AVAILABLE DATA below:

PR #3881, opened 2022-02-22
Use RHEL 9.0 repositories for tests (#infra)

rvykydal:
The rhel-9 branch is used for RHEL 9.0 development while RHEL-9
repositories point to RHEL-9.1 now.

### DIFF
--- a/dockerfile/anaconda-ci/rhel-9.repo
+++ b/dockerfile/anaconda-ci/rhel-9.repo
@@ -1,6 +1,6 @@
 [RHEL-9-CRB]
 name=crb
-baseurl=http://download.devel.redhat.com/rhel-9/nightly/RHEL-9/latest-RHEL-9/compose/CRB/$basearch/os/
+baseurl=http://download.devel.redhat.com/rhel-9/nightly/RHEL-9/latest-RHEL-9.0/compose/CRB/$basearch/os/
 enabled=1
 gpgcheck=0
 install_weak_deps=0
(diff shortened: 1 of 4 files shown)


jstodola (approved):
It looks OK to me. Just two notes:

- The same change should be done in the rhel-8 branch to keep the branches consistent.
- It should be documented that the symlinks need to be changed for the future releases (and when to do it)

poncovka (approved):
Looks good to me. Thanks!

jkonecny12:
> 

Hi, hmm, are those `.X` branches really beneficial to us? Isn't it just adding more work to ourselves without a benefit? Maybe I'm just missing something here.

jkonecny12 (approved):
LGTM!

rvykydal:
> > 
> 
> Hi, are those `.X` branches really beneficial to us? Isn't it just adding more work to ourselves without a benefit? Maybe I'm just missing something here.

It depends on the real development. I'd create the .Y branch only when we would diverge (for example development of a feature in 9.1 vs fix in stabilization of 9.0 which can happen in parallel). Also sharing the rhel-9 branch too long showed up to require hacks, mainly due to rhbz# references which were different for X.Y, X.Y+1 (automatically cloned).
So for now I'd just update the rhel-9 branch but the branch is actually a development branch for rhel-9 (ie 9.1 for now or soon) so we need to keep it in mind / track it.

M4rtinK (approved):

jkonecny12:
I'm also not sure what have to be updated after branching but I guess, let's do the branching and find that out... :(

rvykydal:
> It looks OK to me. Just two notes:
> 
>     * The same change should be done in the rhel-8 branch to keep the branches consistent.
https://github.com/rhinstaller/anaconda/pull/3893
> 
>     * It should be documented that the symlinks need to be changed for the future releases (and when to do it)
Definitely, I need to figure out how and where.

End of AVAILABLE DATA.
AVAILABLE DATA below:

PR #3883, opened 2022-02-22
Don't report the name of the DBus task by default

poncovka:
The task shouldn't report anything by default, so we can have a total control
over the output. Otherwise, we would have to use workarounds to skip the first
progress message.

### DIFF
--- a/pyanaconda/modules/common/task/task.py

End of AVAILABLE DATA.
AVAILABLE DATA below:

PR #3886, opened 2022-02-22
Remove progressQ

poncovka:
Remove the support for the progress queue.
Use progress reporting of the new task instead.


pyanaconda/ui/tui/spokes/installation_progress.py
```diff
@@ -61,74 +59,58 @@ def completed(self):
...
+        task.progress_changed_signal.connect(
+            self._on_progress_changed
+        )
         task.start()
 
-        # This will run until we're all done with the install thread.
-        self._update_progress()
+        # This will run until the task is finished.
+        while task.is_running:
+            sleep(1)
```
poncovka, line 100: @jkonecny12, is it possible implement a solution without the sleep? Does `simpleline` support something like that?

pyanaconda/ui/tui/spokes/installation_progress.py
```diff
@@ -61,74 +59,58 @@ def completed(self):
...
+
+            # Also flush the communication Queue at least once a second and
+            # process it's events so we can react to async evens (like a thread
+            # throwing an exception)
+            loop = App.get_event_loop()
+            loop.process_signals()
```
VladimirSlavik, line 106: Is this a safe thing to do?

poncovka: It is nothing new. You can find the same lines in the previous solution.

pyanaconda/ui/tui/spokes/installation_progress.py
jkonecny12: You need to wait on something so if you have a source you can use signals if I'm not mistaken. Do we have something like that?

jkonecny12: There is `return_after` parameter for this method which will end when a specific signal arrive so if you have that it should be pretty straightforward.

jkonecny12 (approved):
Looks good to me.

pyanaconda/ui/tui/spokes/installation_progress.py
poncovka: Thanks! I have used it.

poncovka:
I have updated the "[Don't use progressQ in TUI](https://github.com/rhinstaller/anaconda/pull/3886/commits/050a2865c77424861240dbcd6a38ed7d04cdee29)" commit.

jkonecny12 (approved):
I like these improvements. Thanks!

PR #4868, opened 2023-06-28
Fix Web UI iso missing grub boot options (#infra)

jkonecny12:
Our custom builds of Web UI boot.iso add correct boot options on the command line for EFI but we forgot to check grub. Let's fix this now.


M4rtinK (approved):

End of AVAILABLE DATA.

# TASK TO COMPLETE
Search the entries for the word "benefit" and gather every line where it appears.

# TASK SOLUTION
Hi, hmm, are those `.X` branches really beneficial to us? Isn't it just adding more work to ourselves without a benefit? Maybe I'm just missing something here.
> Hi, are those `.X` branches really beneficial to us? Isn't it just adding more work to ourselves without a benefit? Maybe I'm just missing something here.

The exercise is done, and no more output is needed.